------ Information provided

PR #82, opened 2018-03-19
PAR Luke & Renaud & Elise

lukegeno:
We are not sure about step 8...

### DIFF
--- a/starter-code/basic-algorithms.js
+++ b/starter-code/basic-algorithms.js
@@ -1,7 +1,50 @@
-// Names and Input
+console.log ("I'm Ready!");
+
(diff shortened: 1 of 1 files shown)


ta-web-paris:
You can also use this method : 

var n = hacker1.localeCompare(hacker2)

if (n < 0) { console.log("The driver's  name goes first")}
else if (n > 0){console.log("The navigator's name goes first")}
else {console.log("Wow, you both have the same name!")}


It will compare two string (hacker1 & hacker2) and it will return a number between 1 and -1, then you just have to check if it's greater, equal or lower.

------------

Your task: Starting at the line that holds "PAR Luke & Renaud & Elise", set down each line exactly through the last line of the records above, and no others.

Response:
PAR Luke & Renaud & Elise

lukegeno:
We are not sure about step 8...

### DIFF
--- a/starter-code/basic-algorithms.js
+++ b/starter-code/basic-algorithms.js
@@ -1,7 +1,50 @@
-// Names and Input
+console.log ("I'm Ready!");
+
(diff shortened: 1 of 1 files shown)


ta-web-paris:
You can also use this method : 

var n = hacker1.localeCompare(hacker2)

if (n < 0) { console.log("The driver's  name goes first")}
else if (n > 0){console.log("The navigator's name goes first")}
else {console.log("Wow, you both have the same name!")}


It will compare two string (hacker1 & hacker2) and it will return a number between 1 and -1, then you just have to check if it's greater, equal or lower.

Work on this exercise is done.